Se avesse la minima convinzione del suo Cristo attraverso le informazioni avute dai numerosi testimoni che la Chiesa sostiene ci fossero nella comunità di Gerusalemme, la prima cosa che è naturale Paolo facesse, non era quella di chiedere il più possibile, d'informarsi per raccogliere i dettagli in tutti i particolari per conoscere al meglio la vita di Gesù? Ebbene, nulla di tutto questo: egli continua a predicare il suo Cristo che ha conosciuto per rivelazione disconoscendo tutto della sua vita terrena. Non è tutto questo un assurdo inaccettabile?>>. (Guy Fau. op.cit.pag.71).
E ancora: <<La Chiesa ha sentito così forte l'importanza di questa indifferenza di Paolo per l'informazione diretta che avrebbe dovuto effettuare in questo viaggio a Gerusalemme, che ha cercato di riparare inserendo, nella stessa lettera ai Galati, un'allusione a un viaggio precedentemente fatto da Paolo, per poter dire che se non si era informato nel viaggio avvenuto dopo 14 anni inizio delle sue predicazioni, ciò era dipeso dal fatto che era già a conoscenza della vita di Cristo. Questo è veramente troppo! L'interpolazione è così evidente da non ammettere nessun dubbio su di essa perché, oltre all'analisi esegetica che ne dimostra il falso, nulla si passa comunque anche nel primo viaggio riguardo la storicità di Cristo, per cui Paolo continua ad ignorare tutto sulla sua vita. Di questo primo viaggio nessun manoscritto ne parla, almeno fino a S. Ireneo (fine del II sec) il quale scrivendo di S. Paolo, dimostra di ignorarlo. E poi, lo stesso giuramento fatto dall'interpolatore: “Prendo Dio come testimone che dico la verità”, non è di per se già una prova della falsificazione del passo? Per quale altro motivo questo giuramento se non perché ciò che veniva detto era falso?>>. (G.Ory- Quaderno del Circolo Renan- 1955).

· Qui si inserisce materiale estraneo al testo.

PR #12965, opened 2026-05-04
fix(frontend): paginator empty state shows "0 items" instead of "1-0 of 0 items"

ogabrielluiz:
## Summary

When `totalRowsCount` is 0 the paginator rendered `1-0 of 0 items` and `of 0 pages`, with the next button still enabled because `pageIndex (1) !== maxIndex (0)`.

This is visible on any empty list that uses `PaginatorComponent`. It's most obvious right now under the new Flow Activity panel (PR #12932), but the bug pre-dates that work.

## Changes

- Hide the range when empty and render `0 items` (or `0 flows` / `0 components` depending on `isComponent`)
- Floor `maxIndex` to 1 so the page selector reads `of 1 pages` instead of `of 0 pages`
- Switch `disableLastPage` from `===` to `>=` so both prev and next are disabled when there is nowhere to go
- Add `PaginatorComponent.test.tsx` covering empty-state labels, range clamping, page count, and prev/next button enablement (12 tests)

## Screenshot context

Before: `1-0 of 0 items` / `of 0 pages` / next button enabled
After: `0 items` / `of 1 pages` / both nav buttons disabled

### DIFF
--- a/src/frontend/src/components/common/paginatorComponent/__tests__/PaginatorComponent.test.tsx
+++ b/src/frontend/src/components/common/paginatorComponent/__tests__/PaginatorComponent.test.tsx
@@ -1,0 +1,174 @@
+import { fireEvent, render, screen } from "@testing-library/react";
+import PaginatorComponent from "../index";
+
+jest.mock("@/components/common/genericIconComponent", () => ({
+  __esModule: true,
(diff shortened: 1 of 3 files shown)


Cristhianzl (approved):
lgtm

PR #12966, opened 2026-05-04
fix(frontend): stop empty-state splash from flashing after login

ogabrielluiz:
## Summary

After signing in, the empty-state splash (\"create your first flow\") rendered for one frame even when the user already had flows. Two stacked bugs:

1. \`flowsManagerStore.resetStore()\` set \`flows: []\` on logout. After logout → login, the truthy gate in \`main-page.tsx\` (\`flows && examples && folders\`) passed immediately with stale empty values, \`shouldShowMainContent\` returned false, and \`EmptyPageCommunity\` rendered until the new flows query resolved.
2. \`homePage/index.tsx\` initialized \`isEmptyFolder = true\` and only flipped it inside a \`useEffect\`, so the first render of \`HomePage\` always rendered \`EmptyFolder\` regardless of actual state.

## Changes

- \`flowsManagerStore.resetStore\`: \`flows: []\` → \`flows: undefined\`. Matches the initial state and lets the gate correctly wait for the next fetch.
- \`homePage/index.tsx\`: \`isEmptyFolder\` is now \`boolean | null\`, starting at \`null\` and only resolving once both the global flows store and the folder query have data. While \`null\`, the existing \`ListSkeleton\` renders instead of \`EmptyFolder\`.
- Updated \`flowsManagerStore.test.ts\` to assert the new \`undefined\` reset value.

## Verification

Captured with a \`MutationObserver\` watching the empty-state \`data-testid\`s during a real post-login transition.

Before the fix, four insertions in the same paint window:
\`\`\`
EmptyFolder splash       (data-testid=\"new_project_btn_empty_page\")
EmptyPageCommunity       (data-testid=\"empty_page_github_button\")
EmptyPage logo light     (data-testid=\"empty_page_logo_light\")
EmptyPage logo dark      (data-testid=\"empty_page_logo_dark\")
\`\`\`
After the fix: zero insertions.

### DIFF
--- a/src/frontend/src/pages/MainPage/pages/homePage/index.tsx
+++ b/src/frontend/src/pages/MainPage/pages/homePage/index.tsx
@@ -102,11 +102,14 @@ const HomePage = ({ type }: { type: "flows" | "components" | "mcp" }) => {
   }, []);
 
   useEffect(() => {
-    // Wait until both the global flows store and the folder query have
-    // resolved at least once before deciding whether the folder is empty.
-    // This avoids a one-frame flash of <EmptyFolder> on initial mount and
-    // right after login, when the store is briefly stale.
-    if (flows === undefined || folderData === undefined) return;
+    // Wait until both the global flows store has populated and the folder
+    // query has settled (success or error) before deciding whether the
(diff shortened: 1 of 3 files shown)


Cristhianzl (approved):
lgtm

Questi è il Paolo apostolo del primo cristianesimo esseno, il Paolo sostenitore del Cristo Filoniano che si sviluppò nella seconda metà del primo secolo dando luogo ai primi conflitti tra gli esseni di origine ebraica e gli esseni di origine pagana che, culminando con l'introduzione dell'Eucaristia, determinarono verso la metà del secondo secolo la scissione definitiva tra le due correnti che dette inizio al cristianesimo di Madre Chiesa.

Paolo era un esseno che predicava un Cristo che aveva contattato soltanto attraverso una voce, come erano esseni Pietro Cefa e Giacomo suo fratello i quali, opponendo al Cristo di Paolo non un Cristo umanizzato, come sarebbe dovuto essere se lo avessero veramente conosciuto, ma un Cristo immaginario appartenente al mondo dei sogni e delle visioni, negano nella maniera più evidente ogni forma d'incarnazione.
Per quanto si sia cercato di nascondere la verità con falsificazioni, interpolazioni, aggiunte e cancellazioni, gli Atti degli Apostoli rimangono in tutta la loro evidenza un libro essenzialmente esseno. Basta leggere il passo del secondo capitolo nel quale ci viene presentata la vita della comunità di Gerusalemme per toglierci ogni ombra di dubbio sulla sua natura essena: <<Erano assidui nell'ascoltare gl'insegnamenti degli apostoli e nell'unione fraterna, nella frazione del pane e nelle preghiere. Tutti coloro che erano diventati credenti stavano insieme e tenevano ogni cosa in comune; chi aveva proprietà e sostanze le vendeva e ne faceva parte a tutti, secondo il bisogno di ciascuno. Ogni giorno tutti insieme frequentavano il tempio e spezzavano il pane a casa prendendo i pasti (agapi) con letizia e semplicità di cuore lodando Dio e godendo la stima di tutto il popolo>>. (At.2,42) e ancora più avanti: <<La moltitudine di coloro che erano venuti alla fede avevano un cuore solo e un'anima sola e nessuno diceva sua proprietà quello che gli apparteneva, ma ogni cosa era fra loro comune, nessuno infatti era tra loro bisognoso, perché quanti possedevano campi o case le vendevano, portavano l'importo di ciò che era stato venduto e lo deponevano ai piedi degli apostoli; e poi veniva distribuito a ciascuno secondo il loro bisogno>>. (At. 4,32).
A parte il fatto che il Tempio al quale si riferisce il primo passo non può essere che una Sinagoga dal momento che si esclude che ci potessero essere chiese cristiane, come pretende la Chiesa, basta rileggere ciò che Giuseppe Flavio e Filone scrissero degli esseni e il “Libro delle Regole”, scritto dagli Esseni stessi, per avere la conferma che la comunità di Gerusalemme era prettamente essena: << Gli Esseni hanno un'unica cassa per tutti e le spese sono in comune... Tutto ciò che ricevono come salario giornaliero non lo conservano in proprio, ma lo depongono in un fondo comune affinché sia usato a beneficio di tutti coloro che vogliono servirsene>>. (Filone Alessandrino).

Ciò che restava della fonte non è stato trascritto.